And the notion that a little blah, blah, blah from nattering "Ned" will see Chairman Rupert leap free in a single bound is beyond delusional, but never mind, on with the blah, blah, blah ...

 


 

 

It's good that "Ned" can construct a column by reading Peril, but where was he when it came to constructing columns out of other texts?

 

 


 

 

Even CNN?  Come on "Ned", get down wit it ...



 

Suddenly he's also caught up with Kagan? Might be paywalled here, but really it should have been headed Our Fox Chairman Rupert constitutional and media crisis is already here ... because the two things go together, like peas and pod ...

As if to emphasize the point,  the reptiles chose this moment to interrupt "Ned" with a click bait video, without even the wit to show the mango Mussolini as a Joker, instead deciding to give him the status of an ace in a royal flush ...

 


 

It must be buried deep in the reptile genes, but look on the bright side ...at least there was no sign of "Ned's" infamous podcast, nor any sense of history ... 

Ah, the good old days when fascists might congregate together ...

 


 

 

Yes, the pond remembers it well, as recorded in the Graudian here ... way back in 2017 ...



 

And so the criminal dance began, and it's been a "They shoot horses, don't they? " marathon dance event ever since ...

Ever since the criminal enterprise has played a key role in the work and deeds of the political criminal, ever fearful of being outflanked by even more extreme right networks, and so driving itself and the Republican party towards complete madness and criminality and coups ... and yet "Ned" ignores all the history, the complicity, the criminality, and just plows on with the blah, blah, blah ...

 


 

Having tried it once, does anyone doubt that chairman Rupert and Faux Noise won't be beside him when he tries it again?

Sure, they banned Rudy except they say they didn't, except they did, to the delight of Seth Meyers, but let's face it, Rudy was only ever the clown at the Faux Noise tea party ... 

The Chairman doesn't have the guts to turn on the Donald - he values his precious and his cash and power too much - and in any case are the monsters in Faux Noise for changing?

Could the lizard Oz be any more pathetic?

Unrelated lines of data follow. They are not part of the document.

PR #173, opened 2020-01-21
Feature/on demand previous registry

muffato:
## Description

I want to avoid having to uncomment / comment out the bit in `production_reg_conf.pl` that loads the previous core databases into the Registry.

## Overview of changes

Here I wrap this part of the code in a function that belongs to our `Utils::Registry` and I add helper methods in `Utils::Registry` to search for a previous core database and do the loading automatically (just once) when needed. I have updated `CheckGenomeReusability.pm` and `Utils/MasterDatabase.pm` to use the new interface.

The new interface is still compatible with "old-style" production_reg_conf files (as long as they use the `__cut_here__` string and the correct version number).

You don't need to review these two functions as they serve another purpose.
- `cleanup_adaptors_from_vertebrates_server` in `production_reg_conf.pl`
- `load_collection_core_database` in `Utils::Registry`

## Testing

This is the code I've used during the Pan-Compara production.

## Further thoughts

Doing this made it more apparent (to me) that we do `$release` minus 1 in many places, but since we only ever load one set of previous core databases, what about using a fixed suffix like `__previous_database` ? Then it's up to the production_reg_conf to load the required previous version, and consumers ( `CheckGenomeReusability.pm` and `Utils/MasterDatabase.pm`) don't need to bother about checking the release number.

### DIFF
--- a/conf/pan/production_reg_conf.pl
+++ b/conf/pan/production_reg_conf.pl
@@ -52,34 +52,37 @@ Bio::EnsEMBL::Compara::Utils::Registry::load_collection_core_database(
 # ---------------------- PREVIOUS CORE DATABASES---------------------------------
 
 # previous release core databases will be required by PrepareMasterDatabaseForRelease and LoadMembers only
-# !!! COMMENT THIS SECTION OUT FOR ALL OTHER PIPELINES (for speed) !!!
-#my $suffix_separator = '__cut_here__';
-#Bio::EnsEMBL::Registry->load_registry_from_db(
-#    -host   => 'mysql-ens-mirror-1',
-#    -port   => 4240,
-#    -user   => 'ensro',
-#    -pass   => '',
-#    -db_version     => $prev_release,
-#    -species_suffix => $suffix_separator.$prev_release,
-#);
-#Bio::EnsEMBL::Registry->remove_DBAdaptor('saccharomyces_cerevisiae'.$suffix_separator.$prev_release, 'core'); # never use Vertebrates' version of yeast
-#Bio::EnsEMBL::Registry->load_registry_from_db(
-#    -host   => 'mysql-ens-mirror-3',
-#    -port   => 4275,
-#    -user   => 'ensro',
-#    -pass   => '',
-#    -db_version     => $prev_release,
-#    -species_suffix => $suffix_separator.$prev_release,
-#);
-# Bacteria server: all species used in Pan happen to be in this database
-#Bio::EnsEMBL::Compara::Utils::Registry::load_collection_core_database(
-#    -host   => 'mysql-ens-mirror-4',
-#    -port   => 4495,
-#    -user   => 'ensro',
-#    -pass   => '',
-#    -dbname => "bacteria_0_collection_core_${prev_eg_release}_${prev_release}_1",
-#    -species_suffix => $suffix_separator.$prev_release,
-#);
+*Bio::EnsEMBL::Compara::Utils::Registry::load_previous_core_databases = sub {
+    my $release_number  = shift;
+    my $species_suffix  = Bio::EnsEMBL::Compara::Utils::Registry::SUFFIX_SEPARATOR.$release_number;
+
+    Bio::EnsEMBL::Registry->load_registry_from_db(
+        -host   => 'mysql-ens-mirror-1',
+        -port   => 4240,
+        -user   => 'ensro',
+        -pass   => '',
+        -db_version     => $release_number,
+        -species_suffix => $species_suffix,
+    );
+    Bio::EnsEMBL::Registry->remove_DBAdaptor('saccharomyces_cerevisiae'.$species_suffix, 'core'); # never use Vertebrates' version of yeast
+    Bio::EnsEMBL::Registry->load_registry_from_db(
+        -host   => 'mysql-ens-mirror-3',
+        -port   => 4275,
+        -user   => 'ensro',
+        -pass   => '',
+        -db_version     => $release_number,
+        -species_suffix => $species_suffix,
+    );
+    # Bacteria server: all species used in Pan happen to be in this database
+    Bio::EnsEMBL::Compara::Utils::Registry::load_collection_core_database(
+        -host   => 'mysql-ens-mirror-4',
+        -port   => 4495,
+        -user   => 'ensro',
+        -pass   => '',
+        -dbname => "bacteria_0_collection_core_".($release_number-53)."_${release_number}_1",
+        -species_suffix => $species_suffix,
+    );
+};
 
 #------------------------COMPARA DATABASE LOCATIONS----------------------------------
 
--- a/conf/pan/production_reg_conf.pl
+++ b/conf/pan/production_reg_conf.pl
@@ -59,26 +59,23 @@ Bio::EnsEMBL::Compara::Utils::Registry::load_collection_core_database(
 
 # previous release core databases will be required by PrepareMasterDatabaseForRelease and LoadMembers only
 *Bio::EnsEMBL::Compara::Utils::Registry::load_previous_core_databases = sub {
-    my $release_number  = shift;
-    my $species_suffix  = Bio::EnsEMBL::Compara::Utils::Registry::SUFFIX_SEPARATOR.$release_number;
-
     Bio::EnsEMBL::Registry->load_registry_from_db(
         -host   => 'mysql-ens-mirror-1',
         -port   => 4240,
         -user   => 'ensro',
         -pass   => '',
-        -db_version     => $release_number,
-        -species_suffix => $species_suffix,
+        -db_version     => $prev_release,
+        -species_suffix => Bio::EnsEMBL::Compara::Utils::Registry::PREVIOUS_DATABASE_SUFFIX,
     );
-    Bio::EnsEMBL::Compara::Utils::Registry::remove_species(\@overlap_species, $species_suffix);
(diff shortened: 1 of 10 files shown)


muffato:
Another thought: I could implement a similar system for the _current_ Core databases.This would make the registry faster to initialise because it would defer the loading Core databases to when required, if required at all (e.g. not if the locators are written in). I can make it totally transparent as long as one is accessing the Core databases through `GenomeDB::db_adaptor`, but a script that expects the Registry to be fully loaded and does directly `get_adaptor($species_name, 'core', 'slice')` would have to be adjusted (not much, just 1 function call)

conf/pan/production_reg_conf.pl
```diff
@@ -35,35 +35,72 @@
...
+    # Bacteria server: all species used in Pan happen to be in this database
+    Bio::EnsEMBL::Compara::Utils::Registry::load_collection_core_database(
+        -host   => 'mysql-ens-mirror-4',
+        -port   => 4495,
+        -user   => 'ensro',
+        -pass   => '',
+        -dbname => "bacteria_0_collection_core_".($release_number-53)."_${release_number}_1",
+        -species_suffix => $species_suffix,
+    );
+};
```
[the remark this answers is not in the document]
muffato: How to do this ? The list of the servers, their order, and the cleanup bit will change from one division to another

modules/Bio/EnsEMBL/Compara/Utils/Registry.pm
```diff
@@ -55,14 +55,83 @@ use strict;
...
+  Description : Wrapper around load_previous_core_databases to only call it once
+  Returntype  : none
+  Exceptions  : none
+
+=cut
+
+my %loaded_previous;
+sub load_previous_core_databases_if_needed {
+    my ($release_number) = @_;
+    return unless defined &load_previous_core_databases;
```
carlacummins: Wondering if we should issue at least a warning in this case? In what scenario are we happy to call this loading method, but allow it to silently not do anything?

muffato: I made it this way to allow "old-style" production_reg_conf to coexist with my new-style file for Pan-Compara, but I can roll it out to all divisions and then Registry.pm can assume `load_previous_core_databases` always exists

muffato:
Looks quite simpler with the release numbers out of the way !

muffato:
There are now too many non-trivial changes to be put on the release branch. I will push the e100 branch:
 - the new `load_collection_core_database` and `remove*` functions in Utils::Registry
 - a valid production_reg_conf for Pan but without the `load_previous_core_databases` handler

and move this pull-request to master (in which I merged release/100 this morning)

muffato:
I don't really need the `remove*` functions. I can do our usual
```
Bio::EnsEMBL::Registry->remove_DBAdaptor('saccharomyces_cerevisiae');
```
since it's only yeast that's important to remove. The other adaptors are only cleaned up to avoid unnecessary warnings

conf/pan/production_reg_conf.pl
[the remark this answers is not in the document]
JAlvarezJarreta: You could make a function that accepts the list of mirrors and the `\@overlap_species`, and loads them in order, running the `remove_*` part between the first and the second mirrors (if more than 1 is given). So in the registry you would have something like the following in Pan:
```
Bio::EnsEMBL::Compara::Utils::Registry::load_previous_core_databases(['mysql-ens-mirror-1', 'mysql-ens-mirror-3', 'mysql-ens-mirror-4'], \@overlap_species);
```
and this for plants:
```
Bio::EnsEMBL::Compara::Utils::Registry::load_previous_core_databases(['mysql-ens-mirror-3', 'mysql-ens-mirror-1'], \@overlap_species);
```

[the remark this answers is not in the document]
muffato: I'm not keen on having this specific operation inserted between the 1st and 2nd servers, but not between 2nd and 3rd, or 3rd and 4th, etc, with no control.
Thinking about this in the car, what about:
```perl
Bio::EnsEMBL::Compara::Utils::Registry::setup_previous_core_databases($prev_release,
    ['load_all_from_server', 'mysql-ens-mirror-3'],
    ['remove_species', \@overlap_species],
    ['remove_multi, undef],
    ['load_from_server', 'mysql-ens-mirror-1'],
);
```

By adding `load_all_from_server` to Utils::Registry and giving it the interface `($server_name, $release_number, $optional_species_suffix)`, `setup_previous_core_databases` could simply iterate over the array and for each element `$a` call the function named `$a->[0]` with the arguments `($a->[1], $prev_release, PREVIOUS_DATABASE_SUFFIX)`. For Pan we'd need a wrapper around `load_collection_core_database` with the same interface.

Then, with a slight adjustment, we can have `setup_current_core_databases` too, which I want to address in another PR anyway because it is touching more files and I don't want to make it too confusing.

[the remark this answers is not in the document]
JAlvarezJarreta: I agree with you, that would be the way to approach it if you want to have control on the steps within the method. But then I feel it starts to reduce the advantage of moving the function away from the registry, as "most" of the logic/code is still there...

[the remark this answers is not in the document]
muffato: To me the advantage is that we move towards abstracting the definition of the Registry as a structure of hash / lists that could be moved into JSON and be read either from `production_reg_conf.pl` or whatever equivalent we will have in Python. Something like
```json
{
  "current_release": 100,
  "current_cores": [
    ["load_all_from_server", "mysql-ens-sta-3"],
    ["cleanup_overlap", ["saccharomyces_cerevisiae", "drosophila_melanogaster", "caenorhabditis_elegans"]],
    ["load_all_from_server", "mysql-ens-sta-1"],
  ],
  "previous_cores": [
    ["load_all_from_server", "mysql-ens-mirror-3"],
    ["cleanup_overlap", ["saccharomyces_cerevisiae", "drosophila_melanogaster", "caenorhabditis_elegans"]],
    ["load_all_from_server", "mysql-ens-mirror-1"],
  ],
  "aliases": {
    "compara": {
      "compara_master" : ["mysql-ens-compara-prod-5", "ensembl_compara_master_plants"],
      "compara_curr"   : ["mysql-ens-compara-prod-5", "ensembl_compara_plants_<curr_eg_release>_<curr_release>"],
      "compara_prev"   : ["mysql-ens-compara-prod-5", "ensembl_compara_plants_<prev_eg_release>_<prev_release>"],
    },
    "core": {
      "ancestral_curr" : ["mysql-ens-compara-prod-5", "ensembl_ancestral_plants_<curr_eg_release>_<curr_release>"],
    },
    "taxonomy": {
      "ncbi_taxonomy"  : ["mysql-ens-sta-1", "ncbi_taxonomy_<curr_release>" ],
    },
  },
}
```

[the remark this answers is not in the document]
JAlvarezJarreta: That's a really interesting approach! I quite like it :+1:

PS: I would add the `prev_release` key as an optional parameter just in case we want to use a different one than the default `-1`.

conf/plants/production_reg_conf.pl
```diff
@@ -35,35 +35,45 @@
...
+# Use our mirror (which has all the databases)
 Bio::EnsEMBL::Registry->load_registry_from_url("mysql://ensro\@mysql-ens-vertannot-staging:4573/$curr_release");
+
+# Or use the official staging servers
 #Bio::EnsEMBL::Registry->load_registry_from_url("mysql://ensro\@mysql-ens-sta-3:4160/$curr_release");
-#Bio::EnsEMBL::Registry->remove_DBAdaptor('saccharomyces_cerevisiae', 'core'); # never use EG's version of yeast
+# and remove the NV version of the shared species
+#Bio::EnsEMBL::Compara::Utils::Registry::remove_species(\@overlap_species);
+#Bio::EnsEMBL::Compara::Utils::Registry::remove_multi();
+# before loading the V version
```
carlacummins: What is 'the V version'?

carlacummins: Vertebrates version! Nvrmd 🤦‍♀️

muffato: I can make it clearer :+1:

muffato:
I would make it a new PR

conf/plants/production_reg_conf.pl
```diff
@@ -35,35 +35,45 @@
...
 # ---------------------- CURRENT CORE DATABASES----------------------------------
 
-# most cores are on EG servers, but some are on ensembl's vertannot-staging
+# Use our mirror (which has all the databases)
 Bio::EnsEMBL::Registry->load_registry_from_url("mysql://ensro\@mysql-ens-vertannot-staging:4573/$curr_release");
+
+# Or use the official staging servers
 #Bio::EnsEMBL::Registry->load_registry_from_url("mysql://ensro\@mysql-ens-sta-3:4160/$curr_release");
-#Bio::EnsEMBL::Registry->remove_DBAdaptor('saccharomyces_cerevisiae', 'core'); # never use EG's version of yeast
+# and remove the NV version of the shared species
```
muffato:
```suggestion
# and remove the Non-Vertebrates version of the shared species
```

conf/plants/production_reg_conf.pl
muffato:
```suggestion
# before loading the Vertebrates version
```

Yes, they could, because they decided to dance away, and they wrapped up "Ned's" piece with a clickbait video about Angela Merkel ...



 

So it's farewell to the podcast? Or are millions so hooked on "Ned" that the reptiles no longer need to promote it?

Never mind, speaking of blah, blah, blah ...

 


 

Come on down Greta, join the Canavan caravan of coal ...



 

Oh that has to be a worth a Rowe, with more roweing to be done here ...

 

 


 

 

Not that the pond is averse to a bit of banjo picking and blue grass ... it comes with the Tamworth heritage ...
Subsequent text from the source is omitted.